Field experiments show that the experimental result error in the safety monitoring of proximity detection to live high-voltage lines is within 5%. Regardless of whether the high-voltage line is in front of or to the side of the boom, the measured distance and orientation are basically accurate. When the proximity distance is less than the threshold, an alarm is triggered, and the experimental results are consistent with the theoretical situation.
5. Conclusions
This study proposes a high-voltage proximity safety early warning method for autocrane based on the data fusion of electromagnetic sensors and LiDAR, which successfully addresses the issues of measurement deviation and insufficient reliability existing in traditional single-sensor technology under complex environments. By collecting the electric field signals radiated by high-voltage lines in real time and calculating the azimuth angle of live electrical equipment using the MUSIC algorithm, the system can accurately control the LiDAR to perform high-density scanning based on the azimuth angle of the high-voltage live electrical equipment, acquire the 3D point cloud data of the live electrical equipment, and thereby generate an accurate 3D model. This model provides precise data support for calculating the real-time safe distance between the crane boom and the high-voltage live electrical equipment.

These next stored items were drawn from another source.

PR #1661, opened 2024-08-12
Avoid async w. externally synched pipeline-caches

fabian-lunarg:
- Keep track of externally synchronized pipeline-caches
- Avoid async operations when using externally synched pipeline-cache

### DIFF
--- a/framework/generated/generated_vulkan_replay_consumer.cpp
+++ b/framework/generated/generated_vulkan_replay_consumer.cpp
@@ -988,8 +988,11 @@ void VulkanReplayConsumer::Process_vkCreateGraphicsPipelines(
     if (UseAsyncOperations())
     {
         auto task = AsyncCreateGraphicsPipelines(call_info, returnValue, in_device, in_pipelineCache, createInfoCount, pCreateInfos, pAllocator, pPipelines);
-        AddHandlesAsync<PipelineInfo>(device, pPipelines->GetPointer(), pPipelines->GetLength(), std::move(handle_info), &VulkanObjectInfoTable::AddPipelineInfo, std::move(task));
-        return;
+        if(task)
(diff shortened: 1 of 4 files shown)


framework/generated/generated_vulkan_replay_consumer.cpp
```diff
@@ -988,8 +988,11 @@ void VulkanReplayConsumer::Process_vkCreateGraphicsPipelines(
     if (UseAsyncOperations())
     {
         auto task = AsyncCreateGraphicsPipelines(call_info, returnValue, in_device, in_pipelineCache, createInfoCount, pCreateInfos, pAllocator, pPipelines);
```
charles-lunarg, line 990: Wouldn't it make more sense to check for the extern sync'd pipeline cache flag here? That way the code doesn't need to call the AsyncCreate<xxx>Pipelines functions in the first place? 

Mainly thinking about how confusing control flow is when you have to call into a function in order to know if you need to skip the function.

fabian-lunarg: _Wouldn't it make more sense to check for the extern sync'd pipeline cache flag here?_

honestly, biggest reason for this control-flow was our code-gen. 
having the statement here would require generating it via python-codegen here:
but because it's only relevant for 2-3 cases, 
I chose to put in the `AsyncCreate***Pipelines` overrides, which are not autogenerated.

fabian-lunarg: _when you have to call into a function in order to know if you need to skip the function_
what I liked about returning the default lambda:
you can regard as an extra `bool` return type, indicating success.

charles-lunarg (approved):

Through the identification of voltage levels and dynamic correction of environmental factors, combined with safety factors, the adaptive threshold calculation method proposed in this paper effectively improves the adaptability and accuracy of the system. The real-time adjustment based on different voltage levels and environmental factors ensures the accurate calculation of the safe distance; furthermore, according to the adaptive threshold and the distance between the boom and the live electrical equipment, hierarchical early warnings and control actions are triggered, which guarantees the provision of efficient and reliable early warning information under different operating environments.

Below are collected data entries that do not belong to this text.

Issue #1575, opened 2024-06-10
Provide some way of replicating environment variables in capture file


bradgrantham-lunarg:
Depends on https://github.com/LunarG/gfxreconstruct/issues/1574

Maybe repurpose `gfxrecon-replay-renamed.py` to handle general replay intelligence (for desktop) and set helpful environment variables as well as rename the replayer.

nickdriscoll-lunarg:
Closed by #1663

PR #1663, opened 2024-08-12
Save/Load process environment variables in capture file

### LINKED ISSUE #1574: Save process environment variables in capture file
Add some kind of a block to capture that contains the process environment variables.  E.g. "MESA_SHADER_CACHE_DIR" is an important variable for allowing Mesa to use the same cache for created graphics pipeline (compiled shaders) from run to run.  If the environment was stored in the capture file, someone could take the output of `gfxrecon-info` or `gfxrecon-convert` and pull out environment variables of interest.  This could be automated by a replayer script, maybe repurpose `gfxrecon-replay-renamed.py` to apply some heuristics and goop to set helpful environment variables, etc.

nickdriscoll-lunarg:
Fixes #1574 and #1575 

This change introduces a new metadata block for saving the captured process's environment variables, which is written out when the capture file is created.
Also adds an argument to `gfxrecon-replay-renamed.py` for preserving specified environment variable values during replay.

### DIFF
--- a/framework/format/format.h
+++ b/framework/format/format.h
@@ -153,6 +153,7 @@ enum class MetaDataType : uint16_t
     kReserved29                             = 29,
     kReserved30                             = 30,
     kReserved31                             = 31,
+    kSetEnvironmentVariablesCommand         = 32,
 };
 
 // MetaDataId is stored in the capture file and its type must be uint32_t to avoid breaking capture file compatibility.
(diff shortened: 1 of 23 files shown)


framework/format/format.h
```diff
@@ -648,6 +649,17 @@ struct ParentToChildDependencyHeader
     uint32_t                    child_count;
 };
 
+static const char kEnvironmentStringDelimeter = (char)-1;
```
fabian-lunarg, line 652: delimeter could be a `constexpr`

fabian-lunarg (approved):
nice, looks good to go

framework/format/format.h
nickdriscoll-lunarg: Done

This study provides an innovative safety early warning solution for the high-voltage proximity operations of autocranes, which possess high practicality and promotion value. Especially in hoisting operations near high-voltage power facilities, it can provide more accurate and timely safety guarantees for operators, reduce safety accidents caused by proximity to live electricity or line contact, and improve the safety during the operation process.
However, despite the good performance of the system in experiments, there is still room for further optimization. For instance, the system’s real-time response capability under dynamic position changes in high-voltage lines and extreme environments can be optimized through the integration of more sensors and the adoption of more complex algorithm models. In addition, in the future, by further enhancing the computing capability of hardware devices and accelerating data processing speed, the real-time performance and adaptability of the system can be further improved, enabling it to play a role in a wider range of engineering applications.
In summary, the high-voltage proximity safety early warning method and system proposed in this study provide new ideas and technical approaches for safety monitoring in crane operations. Particularly in complex electromagnetic environments, they exhibit strong application prospects and industrial value.